Fall in malaria deaths along Kenyan coast
31 Oct 08
The number of people dying from malaria infection in coastal Kenya has fallen dramatically, an Oxford University-led study has shown.
The research, published in The Lancet and funded by the Wellcome Trust and the Kenya Medical Research Institute (KEMRI), highlights the importance of the prevention and rapid treatment of malaria infection in preventing a potential resurgence of the disease.
Researchers based at the KEMRI-Wellcome Trust programme in Kilifi, eastern Kenya, have analysed 18 years of detailed hospital surveillance data in a large endemic area of the Kenyan coast. They looked at whether incidence of malaria has been falling and what impact this will have on disease and mortality in the population.
Malaria is one of the world's biggest killers, responsible for over a million deaths every year, mainly in children and pregnant women in Africa and Southeast Asia. It is caused by the malaria parasite, which is injected into the bloodstream from the salivary glands of infected mosquitoes.

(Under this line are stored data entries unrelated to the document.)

PR #562, opened 2026-03-22
perf: Use OpenCV over PIL for PNG encoding in `ImageRef.from_pil`

maxdswain:
**Overview**
The `ImageRef.from_pil` class method is used widely in docling's codebase. It is often used several times per page when parsing documents in the `docling_parse.pdf_parser.PdfDocument._to_bitmap_resources_from_decoder` method. From my profiling, I found that it took up ~45% of processing time when doing a `DocumentConverter` conversion with all AI models disabled. This led me looking into how it's performance can be improved.

The function uses pillow to encode the image to a png, which is notoriously slow. So I swapped it out with opencv, improving the performance of this function by ~55% for this simple test case:

```python
import timeit

setup = """
from PIL import Image as PILImage
from docling_core.types.doc import ImageRef
"""

stmt = """
fig_image = PILImage.new(mode="RGBA", size=(200, 400), color=(0, 0, 0))
image = ImageRef.from_pil(image=fig_image, dpi=72)
"""

result = timeit.timeit(stmt=stmt, setup=setup, number=1000)
print(f"1000 runs: {result:.4f}s")
print(f"Per call:  {result:.4f}ms")
# Before: 1000 runs: 3.9219s, Per call:  3.9219ms
# After: 1000 runs: 1.7429s, Per call:  1.7429ms
```

When using these changes in the main docling repo, it reduced by conversion time from 14.2 to 9.21 (~35%) when disabling all AI models.

One caveat is that I did add an extra dependency `opencv-python-headless`, however this is already a dependency in the main docling repo's `uv.lock`.


dolfim-ibm (commented):
I think we are better without the extra conflicting dependencies.

I propose we remove the public dependencies and add a dev dependency on the headless version.

maxdswain:
Thanks for the feedback @dolfim-ibm, I've made the changes you've suggested.

maxdswain:
@cau-git @dolfim-ibm I should addressed all of your concerns, is this ready to be merged?

cau-git:
@maxdswain I still need to test this in a setup with docling to see if any of this may cause differences in the test outputs there. I already confirmed it speeds up things as expected.

cau-git (dismissed):

cau-git (approved):

cau-git:
@maxdswain thanks for the patience, I made commits to align it with the latest upstream `main` branch and had to add some fixes and test updates for it to pass.

PeterStaar-IBM (approved):
lgtm!

ceberam (approved):
lgtm

PR #1418, opened 2022-06-12
implicit backend setting changed

Aarsh2001:
Do we need an additional global variable? if the task can be accomplished without it.


Aarsh2001:
This doesn't solve the problem, will update !

VedPatwardhan:
Sure, take your time 🙂

PR #1420, opened 2022-06-12
tolereance dict changes to test_array_function

RickSanchezStoic:
Changes made as requested. I have added "bfloat16" as a dtype, but haven't encountered it till now, so don't actually know what would be a good tolerance value for this dtype. As of now, I have set its tolerance value to be the same as that of "float16". However, if anyone faces any issues around this, then they can change its value.


djl11 (changes requested):
`input_dtype` should actually be a list of length equal to the number of arrays in the input. Therefore, we should not give any special attention to `input_dtype[0]`. We should instead check against all entries in the list, not just the first :)

djl11 (changes requested):
all of this `rtol` logic should go after the `test_values` check, thanks!

ivy_tests/test_ivy/helpers.py
```diff
@@ -559,11 +557,23 @@ def test_array_function(
...
+    if not rtol:
+        if ret.dtype in tolerance_dict:
+            rtol = tolerance_dict[ret.dtype]
+        else:
+            rtol = 1e-05
     # flatten the return
     if not isinstance(ret, tuple):
         ret = (ret,)
-    if input_dtype == "bfloat16":
+    if "bfloat16" in input_dtypes:
```
djl11, line 576: This should be called before we compute `ret_from_np`, which will currently throw an error for `bfloat16` data types.

PR #1421, opened 2022-06-12
removed private imports from ivy 

RitujaPawas:


djl11 (changes requested):
actually sorry, could you please fix the lint errors?

VedPatwardhan (changes requested):
I'd suggest a few changes:
1. In `ivy/functional/backends/jax/device.py`, the `_to_dev` function seems to be commented out, please uncomment it as it is required in cases where the `to_device` function cannot be used. Basically, the `_to_dev` function is an unwrapped function, which is used in place of `to_device` when we don't want the function to return an `ivy.Array`.
2. Likewise, please revert back all instances where the `_to_dev` function was replaced by `to_device` to use `_to_dev` again for the reason specified in 1
3. Please also resolve merge conflicts.
Once you're done with these changes, feel free to merge your PR. Thanks 🙂

djl11 (commented):
I've delegated to Ved for the review :)

VedPatwardhan (approved):
lgtm! feel free to merge the PR 🙂

PR #1424, opened 2022-06-12
Docs: venv and conda setups

Ishticode:


Ishticode:
@djl11 
I had the concern about using Ivy from GitHub source as a package. This is easy enough with all requirements automatically installed BUT leads to a static install which will be outdated right the next day kind of. If you think this fine then this pr is pretty much done. Else I think it's better for people to be using their clone as the ivy source. This way they can create a .py file outside the ivy folder. `import ivy` in that and run functions to generate examples and it can be updated everyday on the fly. This way they can still have PyPI version installed or using docker interpereter but it gets overridden in the import by the cloned one when in the same directory. Let me know what you think.

PR #1448, opened 2022-06-15
Numeric support in operator functions

juliagsy:
I've only added numeric support for the add() method for now, if the changes look good, I'll continue with the rest! Thanks!


ivy/functional/backends/numpy/elementwise.py
```diff
@@ -11,7 +12,7 @@
     _erf = None
 
 
-def add(x1: np.ndarray, x2: np.ndarray) -> np.ndarray:
+def add(x1: Union[float, np.ndarray], x2: Union[float, np.ndarray]) -> np.ndarray:
     if hasattr(x1, "dtype") and hasattr(x2, "dtype"):
         promoted_type = np.promote_types(x1.dtype, x2.dtype)
         x1, x2 = np.asarray(x1), np.asarray(x2)
```
djl11, line 18: the line `x2 = np.asarray(x2, dtype=x1.dtype)` below will throw an error if x1 is not an array.

ivy/functional/backends/tensorflow/elementwise.py
```diff
@@ -19,8 +19,8 @@ def bitwise_left_shift(
 
 
 def add(
-    x1: Union[tf.Tensor, tf.Variable],
-    x2: Union[tf.Tensor, tf.Variable],
+    x1: Union[float, tf.Tensor, tf.Variable], 
+    x2: Union[float, tf.Tensor, tf.Variable]
 ) -> Union[tf.Tensor, tf.Variable]:
     if hasattr(x1, "dtype") and hasattr(x2, "dtype"):
         promoted_type = tf.experimental.numpy.promote_types(x1.dtype, x2.dtype)
```
djl11, line 26: the line `x1 = tf.constant(x1, dtype=x2.dtype)` below will throw an error if `x2` is not an array. Please check for these kinds of issues for all backends.

djl11 (changes requested):
Please address the comments and then re-request a review. In general, the workflow for all functions should probably be something like:

1. if neither inputs are arrays, return the simple operation performed on the two numbers
2. otherwise, explicitly ensure both inputs are arrays, by converting non-arrays to arrays
3. continue with the function as normal

PR #1457, opened 2022-06-15
cumprod #1446

Dante-Mazzini:
#1446


ivy/functional/ivy/general.py
```diff
@@ -1497,6 +1497,17 @@ def cumprod(
     -------
     ret
         Input array with cumulatively multiplied elements along axis.
+        
+    Examples
+    --------
+    >>> x = ([a, b, c])
```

In areas where transmission rates of malaria are high, death occurs most frequently in young children, usually as a result of severe anaemia. Surviving children rapidly develop immunity to the disease and severe malaria is rarely seen in older children.
Where transmission rates are lower, the proportion of older children infected with malaria increases – in older children, malaria can lead to even more serious complications as the parasites reach the brain.
Professor Kevin Marsh, Centre for Tropical Medicine, University of Oxford, and head of the KEMRI-Wellcome Trust programmeIt gives us hope that tackling malaria across the continent is an achievable goal.
While the researchers found that transmission rates for malaria have been steadily falling over the past ten years, the number of cases of severe malaria only began to fall more recently. However, the past five years have seen a remarkable fall of over 75% in the number of severe malaria deaths from malaria, down from 10.8 per 10,000 to 1.2 per 10,000.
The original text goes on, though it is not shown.